All,
The engine offset designed into the coupe engine mount, down and to the
right, serves the same purpose as it does on a "free flight" model
(pilotless) airplane. It almost eliminates the difference in control
settings between "high power" and "low power".
The coupe's higher wing loading (as compared to a Champ, J-3 or
Taylorcraft as examples) acts to minimize such effect, even as it
reduces our "glide ratio". Our "split rudders", or "H-tail", puts half
our rudder area on one side of the "propwash spiral" of air aft along
the fuselage and half on the other side.
With two-control or three-control I noticed little, if any, difference
between my usual 85-90 mph "cruise climb" and a flat out stabilized
cruise. On the other hand, when climbing at "best rate" or "best
angle"...i.e. high power and relatively low speed, the pilot just "does
what must be done". I don't recall ever noticing any difference, but
it's likely much less that other designs.
Regards,
WRB
--
On Mar 29, 2010, at 07:40, Jerry Eichenberger wrote:
Ed -
The need to apply right rudder in 3 control airplanes when operating
at higher angles of attack is primarily due to P factor.

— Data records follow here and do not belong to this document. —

PR #110, opened 2023-11-03
Formalize libsodium dependency

### LINKED ISSUE #108: Missing dependency on libsodium
cray_pals_port_distributor.c uses functions from libsodium (specifically `randombytes_buf`) but the Makefile does not pull in the sodium library. This leads to undefined symbols at runtime. Maybe this previously came from flux-core's dependency on libsodium; I'm not sure, I haven't tracked it down.

jameshcorbett:
Fixes #108 .


src/job-manager/plugins/Makefile.am
```diff
@@ -1,7 +1,8 @@
 AM_CFLAGS = \
 	$(WARNING_CFLAGS) \
 	$(CODE_COVERAGE_CFLAGS) \
-    $(FLUX_CORE_CFLAGS)
+    $(FLUX_CORE_CFLAGS) \
+    $(SODIUM_CFLAGS)
```
grondo, line 5: Should `$(JANSSON_CFLAGS)` be included in `AM_CFLAGS` as well? This would be required, for example, if jansson were installed in a non-standard path. However, I'm not sure if this is covered some other way, so ignore me if this is fine.

jameshcorbett: I don't believe it's covered any other way, let me force-push with that added.

garlick (approved):
Looks good - and I just confirmed that configure fails if libsodium is not installed.
There's a little whitespace incongruity evident in the github diff rendering in shell/plugins/Makefile.am but that seems pretty low priority and could be fixed later.

jameshcorbett:
Thanks! Setting MWP.

PR #114, opened 2023-11-30
dws: disable fluxion scheduling of rabbits

jameshcorbett:
Problem: fluxion scheduling of rabbits is working but requires some configuration changes on the machines it would be used on (LC's El Cap EA machines).

Disable fluxion scheduling temporarily until the config changes can be worked out.

This commit should be reverted before the next major release.

### DIFF
--- a/src/modules/coral2_dws.py
+++ b/src/modules/coral2_dws.py
@@ -341,9 +341,7 @@ def _workflow_state_change_cb_inner(workflow, jobid, winfo, handle, k8s_api):
             "job-manager.dws.resource-update",
             payload={
                 "id": jobid,
-                "resources": directivebreakdown.apply_breakdowns(
-                    k8s_api, workflow, resources
-                ),
+                "resources": resources,
             },
         )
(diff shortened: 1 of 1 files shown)


grondo (commented):
Ok, I don't really understand the change here (unsurprising), but everything LGTM.

One alternative might be to somehow add a configuration parameter and default it to off so you don't have to revert a commit later (just update configuration when the support is ready).

grondo (approved):
Meant to approve.

jameshcorbett:
> Ok, I don't really understand the change here (unsurprising), but everything LGTM.
> 
> One alternative might be to somehow add a configuration parameter and default it to off so you don't have to revert a commit later (just update configuration when the support is ready).

Do you mean have something like a command-line argument, and then add a check like `if ARGUMENT: do thing`? That makes sense but I would want to remove that check eventually so I don't really think it would save any git churn.

grondo:
Sounds reasonable!

PR #116, opened 2023-11-30
README: fix broken links

jameshcorbett:
It seems like github tries to send the `github.com` links to someplace within this repository, rather than to an external repository. Adding `https://` seems to fix it.


grondo (approved):
👍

P factor is the effect of the fact that at higher angles of attack,
the descending blade of the prop has more effective pitch than does
the ascending blade, creating thereby more thrust from the right side
of the prop disc (as viewed from the cockpit) than the left side of
the prop disc produces.
In European engines, most of which rotate backwards to American
engines, the pilot applies left rudder when in higher angles of
attack.
Jerry E.
-----Original Message-----
From: [email protected]
[mailto:[email protected]]on Behalf Of Ed Burkhead
Sent: Monday, March 29, 2010 7:07 AM
To: 'Hartmut Beil'; ety
Subject: RE: [ercoupe-tech] Funny Tales About Ercoupes
I wrote:
> Putting the vertical stabilizers outside the slipstream keeps
> the slipstream from causing trim changes when going from
> idle to full power.
Hartmut wrote:
> The Ercoupe had no rudder trim. So that could not have been the
reason.
Sure it could have been the reason. Planes are normally designed to
fly straight in cruise. In some planes, the vertical stabilizer has
a tiny cant, as if there were a tiny bit of right rudder. This
counters the spiral slipstream hitting the left side of the vertical
stabilizer and rudder and it’s tweaked to be just right in cruise.
At low airspeeds and high power, there’s more effect of the spiral
slipstream and this pushers the tail to the left, hence the pilot
applies right rudder to compensate.
Thus, these planes have a “trim” change in yaw from idle to full
power and need pilot controllable rudders to counter this.
In designing the Coupe, Fred Weick wanted to eliminate this
misbehavior. He did this by putting the vertical surfaces at the
ends of the horizontal stabilizer, outside of the slipstream.
This is effective for Fred’s purpose of a well behaved airplane. I
suspect it was nearly essential for development of a well behaved
two-control airplane.
Hartmut wrote:
> most of my information is from the book "The Ercoupe" by
> Stanley Thomas. Do you have the book? If not, I recommend
> reading it. Awesome details.
>
> Thomas also speaks about the small "stall strips" at the wing root,
> added not for stalling purposes, but for creating an extra air
burble
> in a slow flight configuration. That burbled air hits the elevator
> and is needed to keep elevator authority at slow speeds with a 13
> degree restriction. The tested prototypes had a lesser restriction
> on the elevator. [emphasis added – Ed]
Please recheck the bottom of page 47 of “The Ercoupe.” You’ll find
this: “Third, the loss of lift in the center of the wing reduced the
downwash on the tail, thus reducing the effectiveness of the elevator
in forcing the tail down and increasing the angle of attack.”
[emphasis added – Ed]
Hartmut wrote:
> That indicates that the split elevator is the ultimate design in
> Ercoupe elevators and should be added where ever possible.
Agreed. However, I don’t think it’s so important that I’d put it
ahead of other safety improvements. I can’t remember his exact
phrasing, but when I asked Fred what he thought of the split
elevator, he said it was effective in doing for the elevator what the
Coupe tail did for the vertical stabilizers and rudder – get it out
of the slipstream and reduce the effect of the slipstream on the
behavior of the plane as the power changes between idle and full
power. Fred said he didn’t think of it himself but he wished he had
and he was complimentary towards Sanders for thinking of it.